[Intel-gfx] [PATCH] drm/i915: Unconditionally flush writes before execbuffer
Jesse Barnes
jbarnes at virtuousgeek.org
Thu May 21 13:29:25 PDT 2015
On 05/21/2015 06:00 AM, Chris Wilson wrote:
> On Tue, May 19, 2015 at 03:41:48PM +0100, Chris Wilson wrote:
>> On Mon, May 11, 2015 at 04:25:52PM +0100, Chris Wilson wrote:
>>> On Mon, May 11, 2015 at 12:34:37PM +0200, Daniel Vetter wrote:
>>>> On Mon, May 11, 2015 at 08:51:36AM +0100, Chris Wilson wrote:
>>>>> With the advent of mmap(wc), we have a path to write directly into
>>>>> active GPU buffers. When combined with async updates (i.e. avoiding the
>>>>> explicit domain management along with the memory barriers and GPU
>>>>> stalls) we start to see the GPU read the wrong values from memory - i.e.
>>>>> we have insufficient memory barriers along the execbuffer path. Writes
>>>>> through the GTT should have been naturally serialised with execution
>>>>> through the GTT as well and so the impact only seems to be from the WC
>>>>> paths.
>>>>>
>>>>> Signed-off-by: Chris Wilson <chris at chris-wilson.co.uk>
>>>>> Cc: Akash Goel <akash.goel at intel.com>
>>>>> Cc: stable at vger.kernel.org
>>>>
>>>> Do we have a nasty igt for this?
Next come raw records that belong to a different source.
PR #3614, opened 2026-09-11
test: deflake additionalEventDuringRetryOnDeleteEvent

csviri:
The test released the blocked reconciler right after the update call returned,
but the update event still had to travel back through the informer. When the
reconciliation failed before the event was registered, the framework treated
the failure as a plain retry (consuming the last attempt) instead of instantly
re-triggering because of a superseding event, so only 4 instead of 5
reconciliations happened.

Wait for isNextReconciliationImminent() in the reconciler, which reflects
exactly the state the framework checks after the reconciliation fails and
cannot be unset while it is in progress. Also fix the isWaiting() assertion
that had no terminal assertion and was therefore a no-op.

## Summary by CodeRabbit

- **Bug Fixes**
  - Improved detection of pending reconciliation events after resource deletion when processing all events, ensuring reconciliation timing reflects superseding events.
  - Kept retry behavior consistent while using the unified pending-reconciliation check.

- **Documentation**
  - Clarified when the next reconciliation is scheduled, including after successful or failed reconciliations and events received after deletion.

- **Tests**
  - Strengthened integration tests to verify that reconciliation waits for superseding events during retry scenarios.


operator-framework-core/src/main/java/io/javaoperatorsdk/operator/processing/event/EventProcessor.java
```diff
@@ -511,7 +509,19 @@ public synchronized void start() throws OperatorException {
...
+  }
+
+  /**
+   * An event that arrives after a delete event is tracked in a dedicated state, so {@link
+   * ResourceState#eventPresent()} alone does not cover it. Such an event triggers a new
+   * reconciliation right after the current one, both when it succeeds (see {@link
+   * #eventProcessingFinished}) and when it fails (see {@link #handleRetryOnException}), so it has
+   * to be reported as imminent too.
+   */
+  private boolean nextReconciliationImminent(ResourceState state) {
```
gaborgsomogyi: Why not called `isNextReconciliationImminent`? I mean it does the same just like the previous function but on different class, right?

csviri: fixed, thank you!

gaborgsomogyi (approved):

Bugzilla?
>>>
>>> I've added igt/gem_streaming_writes.
>>>
>>> That wmb() is not enough for !llc. Since the wmb() made piglit happy it
>>> is quite possible I haven't hit the same path exactly, but it's going to
>>> take some investigation to see if igt/gem_streaming_writes can possibly
>>> work on !llc.
>>
>> Humbug.
>>
>> Found the bug in gem_streaming_writes, even though I still think the
>> wmb() is strictly required, it runs fine without (presumably I haven't
>> managed to avoid all barriers in the execbuffer path yet). However, I
>> think can improve the stress by inserting extra gpu load -- that should
>> help make the CPU writes / GPU reads of the buffer concurrent?
>
> Just a small update. I haven't found a way to reproduce this in igt yet,
> but I can still observe the effect using vbo-map-unsync and the fix
> there is the above patch to make the wmb() unconditional.
>
> We need to put this into stable@ reasonably quickly (I suspect some of
> the 4.0 mmap(wc) regressions are due to this as well).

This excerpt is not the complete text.